PR #1292, opened 2022-02-17
Add perf test: test_random_writes

bojanserafimov:
This test exploits high write amplification to show a 30x performance difference between zenith and vanilla postgres (on my laptop, release build). The difference might expand even more when we include safekeepers in the test fixture, since vanilla is doing more fsyncs than zenith in this case (which should be done as part of https://github.com/zenithdb/zenith/issues/553 ) Testing with fsync disabled on vanilla expands the gap to 2500x (which makes sense, since segment_size / page_size is in that order of magnitude).

This test is similar to the existing test_write_amplification test and this one https://github.com/zenithdb/zenith/pull/1102 , but it shows a bigger performance gap because it only writes random writes, instead of a mixed hot + cold workload. This also makes it a more realistic scenario to practically happen. If we can safely extrapolate from this test, I'd expect to fully see this problem with random writes on a 300 TB table, and partially on smaller multi-gigabyte tables.

I expect performance to improve a lot after https://github.com/zenithdb/zenith/pull/1133 and I expect the problem to be completely addressed with the LSM tree approach, or any variation of it (as long as checkpointing consists of writing one big file of wal records).

### DIFF
--- a/test_runner/performance/test_random_writes.py
+++ b/test_runner/performance/test_random_writes.py
@@ -11,19 +11,32 @@ import time
 from fixtures.utils import print_gc_result
 
 
+# This is a clear-box test that demonstrates the worst case scenario for the
+# "1 segment per layer" implementation of the pageserver. It writes to random
+# rows, while almost never writing to the same segment twice before flushing.
+# A naive pageserver implementation would create a full image layer for each
+# dirty segment, leading to write_amplification = segment_size / page_size,
+# when compared to vanilla postgres. With segment_size = 10MB, that's 1250.
 def test_random_writes(zenith_with_baseline: PgCompare):
     env = zenith_with_baseline
 
-    # Directly impacts the effective checkpoint distance.
-    # Smaller value makes the test run faster. Larger value is more realistic.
* * *
- _Work request_: Every line above from the line with "Add perf test: test_random_writes" to the line with "scenario for the", inclusive, must be returned exactly; no other line belongs in the reply.

- _Expected answer_:
Add perf test: test_random_writes

bojanserafimov:
This test exploits high write amplification to show a 30x performance difference between zenith and vanilla postgres (on my laptop, release build). The difference might expand even more when we include safekeepers in the test fixture, since vanilla is doing more fsyncs than zenith in this case (which should be done as part of https://github.com/zenithdb/zenith/issues/553 ) Testing with fsync disabled on vanilla expands the gap to 2500x (which makes sense, since segment_size / page_size is in that order of magnitude).

This test is similar to the existing test_write_amplification test and this one https://github.com/zenithdb/zenith/pull/1102 , but it shows a bigger performance gap because it only writes random writes, instead of a mixed hot + cold workload. This also makes it a more realistic scenario to practically happen. If we can safely extrapolate from this test, I'd expect to fully see this problem with random writes on a 300 TB table, and partially on smaller multi-gigabyte tables.

I expect performance to improve a lot after https://github.com/zenithdb/zenith/pull/1133 and I expect the problem to be completely addressed with the LSM tree approach, or any variation of it (as long as checkpointing consists of writing one big file of wal records).

### DIFF
--- a/test_runner/performance/test_random_writes.py
+++ b/test_runner/performance/test_random_writes.py
@@ -11,19 +11,32 @@ import time
 from fixtures.utils import print_gc_result
 
 
+# This is a clear-box test that demonstrates the worst case scenario for the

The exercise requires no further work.